Wind turbines are crucial for addressing climate change, but when they’ve reached the end of their lives, turbine blades could add up to a lot of waste. Now new research, published in Nature, could represent a first step toward building renewable-energy infrastructure that doesn’t end up in a landfill.
Wind turbine blades need to be tough to be useful. These workhorses of renewable energy last for decades, frequently spinning around up to 30 times each minute.
But when it’s time to decommission one, a wind turbine’s strength can become a weakness. Because the blades are designed to be so durable, the materials used to build them can’t currently be recycled. And about 43 million tons of these blades will be decommissioned by 2050.
The new work describes a way to recover the main components of wind turbine blades, breaking down the plastic that holds them together without destroying the material’s primary building blocks.
“We need sustainable energy, but we also have to consider the waste, and we have to find solutions for that,” says Alexander Ahrens, a postdoctoral researcher at Aarhus University in Denmark and the lead author of the new study.
Wind turbine blades are made with strong plastic called epoxy resin. Because of the chemical bonds created when epoxy resin solidifies, it can’t be melted and squished into a new shape to be reused, like the plastic that makes up water bottles or milk jugs. In this case, fibers are also mixed into the resin for extra strength. This kind of reinforced material—called fiberglass when the supporting fibers are made using glass—is often used for high-intensity applications like airplane wings and boats.
“Because these materials are so durable, there’s not really right now a technology that is fit for recycling them,” Ahrens says.
Some methods do exist for breaking down fiberglass, but these approaches usually render the epoxy portion unusable and often damage the glass fibers as well. The researchers at Aarhus set out to develop a method gentle enough to let the main components be used again.
The resulting approach takes aim at chemical bonds that lock the plastic into place and “chews them up like Pac-Man—just chews up the epoxy and liberates those glass fibers,” says Troels Skrydstrup, a professor of chemistry at Aarhus and another author of the new study.
To break down the epoxy materials, researchers submerged them in a mixture of solvents and added a catalyst, which helped accelerate the chemical reaction. They heated everything up to 160 °C (320 °F) for between 16 hours and several days, until the target material was fully broken down.
After some initial tests, the researchers used their method to chew up a one-inch-square chunk of a wind turbine blade. After six days, the result was nearly spotless glass fibers (and a supporting metal sheet that runs through most turbine blades) and vials of ingredients that could be used again in new materials.
This is the first time that researchers have been able to break down a reinforced epoxy material to recover both the plastic’s building blocks and the glass fibers inside without damaging either, Skrydstrup says.
While this process was able to chew up materials in the lab, it could be difficult to pull off at large enough scale to make a dent in the millions of tons of wind turbines coming out of service in the next few decades. “I think what’s important is that it shows a proof of concept that may inspire others to start looking in this direction,” Skrydstrup says.
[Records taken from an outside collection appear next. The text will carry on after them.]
PR #808, opened 2024-12-28
Add GraphQL Mutation to Create Credentials for Host

jabbate19:
#### What type of PR is this?

/kind feature
/kind api-change

If we have external tools that can provide us credentials, there is currently no easy way for those to be inserted.

- Credentials no longer **require** a Task.
- Credentials can be created via mutation

:shipit:


hulto (commented):
Do you need to:
- `Implement generated the generated mutation resolver method in tavern/internal/graphql/mutation.resolvers.go` ?
- `write a unit test for your new mutation by defining YAML test cases in a new`

jabbate19:
> Do you need to:
> 
> * `Implement generated the generated mutation resolver method in tavern/internal/graphql/mutation.resolvers.go` ?
> * `write a unit test for your new mutation by defining YAML test cases in a new`

@hulto Fixed!

tavern/config.go
```diff
@@ -90,7 +90,7 @@ func (cfg *Config) Connect(options ...ent.Option) (*ent.Client, error) {
 	}
 
 	var (
-		mysqlDSN = "file:ent?mode=memory&cache=shared&_fk=1"
+		mysqlDSN = "file:/tmp/test.db?cache=shared&_fk=1"
```
hulto, line 93: I don't think we want this change going into `main`

jabbate19: Yeah this was a debug moment

hulto (approved):
LGTM.

hulto (approved):

PR #809, opened 2024-12-28
Bump Rust to 1.83.0

jabbate19:
#### What type of PR is this?

/kind bug
/kind deprecation
/kind failing-test

`home` dependency is requiring Rust 1.83. This PR updates the version and fixes areas that broke as a result.

:shipit:


implants/lib/eldritch/src/sys/dll_reflect_impl.rs
```diff
@@ -20,27 +20,27 @@ use {
...
-#[cfg(all(host_family = "unix", target_os = "windows"))]
+#[cfg(all(target_family = "unix", target_os = "windows"))]
 macro_rules! sep {
     () => {
         "/"
     };
 }
 
-#[cfg(host_family = "windows")]
+#[cfg(target_family = "windows")]
```
hulto, line 43: Unfortunately target_family can't replace host_family.

host_family is a custom variable we set in build.rs that defines the OS we're building on. It's important since rusts build.rs doesn't offer an OS agnostic way to do file paths in macros so this is the the work around 🫠

hulto (changes requested):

Proof-of-concept research is key in chemical recycling, and this approach is “really exciting,” especially because the researchers demonstrated that it works on real waste, says Julie Rorrer, a professor at the University of Washington who studies chemical recycling.
The next stage, Rorrer says, would be figuring out how this could work on an industrial scale, or determining what would need to be adjusted so the process could be quick and efficient enough to be economical.
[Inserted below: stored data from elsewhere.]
PR #816, opened 2025-01-06
[Tavern] Create Unique Pubsub Subscriptions

KCarretto:
…tavern instance

#### What type of PR is this?

/kind bug

Updates Tavern to connect and create a new unique pubsub subscription for each instance of Tavern. The subscriptions are currently configured to expire after 1 day of inactivity. This is necessary because GCP Pubsub load-balances messages across all subscribers that share the same subscription, meaning for reverse shells when multiple instances of tavern are running they each only get a fragment of the messages (and therefore the shell works very poorly with more than one running instance). Read more here: https://cloud.google.com/pubsub/docs/pubsub-basics#choose_a_publish_and_subscribe_pattern

### DIFF
--- a/tavern/config.go
+++ b/tavern/config.go
@@ -183,8 +183,8 @@ func (cfg *Config) NewShellMuxes(ctx context.Context) (wsMux *stream.Mux, grpcMu
 			}
 			return name
 		}
-		subShellInput = fmt.Sprintf("gcpubsub://", createGCPSubscription(ctx, EnvPubSubSubscriptionShellInput))
-		subShellOutput = fmt.Sprintf("gcpubsub://", createGCPSubscription(ctx, EnvPubSubSubscriptionShellOutput))
+		subShellInput = fmt.Sprintf("gcpubsub://%s", createGCPSubscription(ctx, EnvPubSubSubscriptionShellInput))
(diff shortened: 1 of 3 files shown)


tavern/config.go
```diff
@@ -146,6 +152,41 @@ func (cfg *Config) NewShellMuxes(ctx context.Context) (wsMux *stream.Mux, grpcMu
...
+		}
+		defer client.Close()
+
+		subShellOutput = fmt.Sprintf("%s--%s", strings.TrimPrefix(subShellOutput, "gcppubsub://"), GlobalInstanceID)
+
+		createGCPSubscription := func(ctx context.Context, subName EnvString) string {
+			name := fmt.Sprintf("%s--%s", strings.TrimPrefix(subName.String(), "gcppubsub://"), GlobalInstanceID)
+			sub, err := client.CreateSubscription(ctx, name, gcppubsub.SubscriptionConfig{
+				AckDeadline:      10 * time.Second,
+				ExpirationPolicy: 24 * time.Hour, // Automatically delete unused subscriptions after 1 day
```
Cictrone, line 172: we should maybe make this configs at some point but for now bleh

Cictrone (approved):

jabbate19 (approved):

One of the possible roadblocks to commercial operation is that the catalyst used in the researchers’ recycling method relies on an expensive metal called ruthenium. The researchers were using a lot of this metal, and though it doesn’t get used up during the reaction, it could be difficult to recover and use again.
There may be other methods better suited to recycling turbine blades in industry. Skrydstrup’s lab has developed another process that also breaks down turbine blades, which was referenced in a press release earlier this year by the wind turbine maker Vestas.
Skrydstrup says that approach is a two-part process and might be more feasible to run at commercial scale, though the researchers declined to give specific details because they’re working to submit the results to scientific journals.
These are just two of the many approaches being developed in advanced recycling. There’s been a huge boom in research on ways to clean up all sorts of materials, from single-use plastics to wind turbines, Rorrer says, and for good reason: “There’s valuable things in trash.”